I think the results would be helpful to see for those four cases whether several people think the "close match" list is reasonable or includes outliers (e.g. has false positives), and whether the "No match" list contains titles that should have been a close match (e.g, that are false negatives). The threshold is really about minimizing both false negatives and false positives.

tedhabermann commented 2 years ago

Joan et al.,

I have used some fuzzy matching in searching affiliation strings and found this page helpful in explaining some of the different approaches. Should be transferable to R.

I typically use multiple tests and a threshold that can be adjusted…

https://www.datacamp.com/community/tutorials/fuzzy-string-python https://www.datacamp.com/community/tutorials/fuzzy-string-python

Ted

On Dec 8, 2021, at 4:37 PM, JEDamerow @.***> wrote:

We may want to have a cut off on the percent diff. Like if it is => 1, then there is no useful match?

— You are receiving this because you are subscribed to this thread. Reply to this email directly, view it on GitHub https://github.com/NCEAS/metadig-checks/issues/420#issuecomment-989314367, or unsubscribe https://github.com/notifications/unsubscribe-auth/ABURU6JHOYUHQD7OZEUEFZTUP7T2VANCNFSM5GHGXC7A. Triage notifications on the go with GitHub Mobile for iOS https://apps.apple.com/app/apple-store/id1477376905?ct=notification-email&mt=8&pt=524675 or Android https://play.google.com/store/apps/details?id=com.github.android&referrer=utm_campaign%3Dnotification-email%26utm_medium%3Demail%26utm_source%3Dgithub.

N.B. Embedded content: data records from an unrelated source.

PR #1414, opened 2026-01-19
fix(api): reject invalid resume confirmation with explicit error

### LINKED ISSUE #1376: tool confirmation failures are mysterious
**Describe the bug**

If the request to approve a tool call fails, the output is extremely mysterious:
- the cagent api returns 200
- the agent has no idea what happened

**Version affected**

v1.19.1

**How To Reproduce**

I pushed up a branch with a test harness to make it easier to see the behavior

https://github.com/docker/cagent/commit/e11eee46825e17f48f5288b7610dc3ca73c57781

1. Run `cagent api` with an agent config that has a tool
2. Call the /resume api with `{"confirmation": "garbage"}`

Output:

```
Session created: ea7e7209-1c5e-46a8-8d36-2dd5550c1052

Running agent...

[Stream Started] Session: ea7e7209-1c5e-46a8-8d36-2dd5550c1052, Agent: root
[Tool Confirmation Required] start-task
[Resuming session with: garbage]
The tool execution failed. Unfortunately, the system returned a generic failure message without providing specific error details. This appears to be a bug in the `start-task` tool - it should return more informative error messages to help diagnose what went wrong, such as:

- Whether the task name "demo-task" is invalid or already exists
- Whether there are permission issues
- Whether the backend service is unavailable
- What the specific validation or system error is

**Bug Report:** The `start-task` tool needs to provide more descriptive error messages when execution fails, rather than just reporting "(tool execution failed)" without context.
```

**Expectation**

The agent should report some sort of meaningful error -- e.g., that the tool call was rejected.

Pnkcaht:
## What I did

Added explicit validation for /resume confirmation values so invalid inputs (e.g. "garbage") are rejected early instead of causing opaque tool execution failures.

This ensures the agent reports a clear user error when a tool call is rejected, rather than surfacing a misleading (tool execution failed) message.

## Related issue

Fixes #1376

## Notes

- Validates resume confirmations at the API boundary
- Adds defensive validation inside the runtime
- Invalid confirmations never reach tool execution
- Produces a clear, actionable error message for the user
- Does not change behavior for valid approve / reject flows
- Keeps backward compatibility

### Before

When calling /resume with an invalid confirmation value (e.g. "garbage"):

- The API returned 200 OK despite the invalid confirmation value
- The runtime forwarded the invalid value to the agent
- Tool execution failed later with a generic (tool execution failed)
- The agent had no indication that the tool call was explicitly rejected
- From the user’s perspective, the failure looked like a tool bug, not a user input error

### After

When calling /resume with an invalid confirmation value:

- The confirmation is validated immediately
- The request is rejected with a clear, explicit error
- The runtime and agent never attempt tool execution
- The user is informed that the tool call was rejected due to invalid confirmation
- The error message clearly states the allowed values (approve, reject)

### Screenshot
Below is a photo of the new return.

image

### DIFF
--- a/pkg/runtime/resume_validation.go
+++ b/pkg/runtime/resume_validation.go
@@ -3,7 +3,9 @@ package runtime
 // IsValidResumeType validates confirmation values coming from /resume
 func IsValidResumeType(t ResumeType) bool {
 	switch t {
-	case ResumeTypeApprove, ResumeTypeReject:
+	case ResumeTypeApprove,
+		ResumeTypeApproveSession,
+		ResumeTypeReject:
 		return true
 	default:
 		return false
@@ -14,6 +16,7 @@ func IsValidResumeType(t ResumeType) bool {
 func ValidResumeTypes() []ResumeType {
 	return []ResumeType{
 		ResumeTypeApprove,
+		ResumeTypeApproveSession,
 		ResumeTypeReject,
 	}
 }


pkg/runtime/runtime.go
```diff
@@ -724,34 +724,73 @@ func (r *LocalRuntime) RunStream(ctx context.Context, sess *session.Session) <-c
...
 						runtimeMaxIterations = iteration + 10
 					} else {
-						slog.Debug("User chose to exit after max iterations", "agent", a.Name())
-						// Synthesize a final assistant message so callers (e.g., parent agents)
-						// receive a non-empty response and providers are not given empty tool outputs.
+						slog.Debug("User rejected continuation", "agent", a.Name())
+
 						assistantMessage := chat.Message{
 							Role:      chat.MessageRoleAssistant,
-							Content:   fmt.Sprintf("I have reached the maximum number of iterations (%d). Stopping as requested by user.", runtimeMaxIterations),
```
krissetto, line 774: I think we need to clean up the code around Resume in general, this part here was meant to support the `max_iterations` configuration (used to avoid infinite loops in models get confused calling tools etc) 🤔

ghost: That makes sense, I agree that this is mixing UX concerns with what should be a runtime protection for max_iterations.
I can organize this and refactor accordingly. Let me know if you'd like me to share the relevant code first.

ghost: @krissetto I revised the UX language in this section to keep it purely technical.  
I didn’t make broader changes yet and am waiting for your feedback before proceeding further.

image

krissetto: This needs a rebase, there has been a change allowing users to specify a reason along with approve/deny in this API and related events. 

Sorry, lots of work being done lately :)

https://github.com/docker/cagent/pull/1444 for some context on where the changes were added

ghost: Rebase completed, submitted with force-with-lease, conflicts resolved, and tests approved.

No need to apologize, I understand and will continue to help whenever possible, and if the opportunity arises, I'd love to join the team. Thank you for your feedback and good work :) @krissetto

pkg/runtime/resume_validation.go
```diff
@@ -0,0 +1,19 @@
+package runtime
+
+// IsValidResumeType validates confirmation values coming from /resume
+func IsValidResumeType(t ResumeType) bool {
```
krissetto, line 4: Gave this another quick test. 

Watch out, when  "confirming all for the session" with `a`, the runtime blocks, we need to handle `ResumeTypeApproveSession` as well 😉

ghost: Thank you so much for that, I've already solved it. @krissetto  😄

gothub commented 2 years ago

For those of you who would like to view the sample results from the test script, here they are.

The diffTolerance*.lis files are the debug output of the R program runs that compares project tiles from Solr to titles obtained from the ESS-DIVE Solr service. The controlledProjectTitles.lis is the controlled list of project tiles obtained from the projects.json controlled list.

testFiles.zip

JEDamerow commented 2 years ago

We decided to stick with exact matches for now, and to add instructions on how to find the appropriate project name in our UI. We do not have a suitable public facing project list other than the autocomplete feature in our data submission UI.

@gothub The message for now is: On failure: "Warning. The DOE project name listed is not from the controlled list of projects. When entering project name, use the autocomplete feature to choose from the existing projects. If you can not find your project name, try entering the PI name."

gothub commented 2 years ago

Initial version in commit 728700101d3bdc360601aeeb952743b355e5f036

gothub commented 2 years ago

Regarding the ESS-DIVE project list located at https://data.ess-dive.lbl.gov/js/themes/ess-dive/data/projects.json - add a mechanism to refresh the local copy (to metadig-engine) of this file periodically, for example, daily. This may have to be implemented at the metadig-engine level and not the check level.

gothub commented 2 years ago

This check is now in the ESS-DIVE 1.1.0 suite.

jeanetteclark commented 1 year ago

As discussed in #440, it might be best to pull from an external source as opposed to metadig/data so that the file can more easily be updated.

@vchendrix or @mburrus can you point me to a stable location of that file hosted somewhere? Is https://data.ess-dive.lbl.gov/js/themes/ess-dive/data/projects.json best? (Note: that URL doesn't actually resolve for me)

mbjones commented 1 year ago

@jeanetteclark See issue #438, which provides the new request URI to update the service. I think we should close this issue, and plan the new work over in #438 and #440.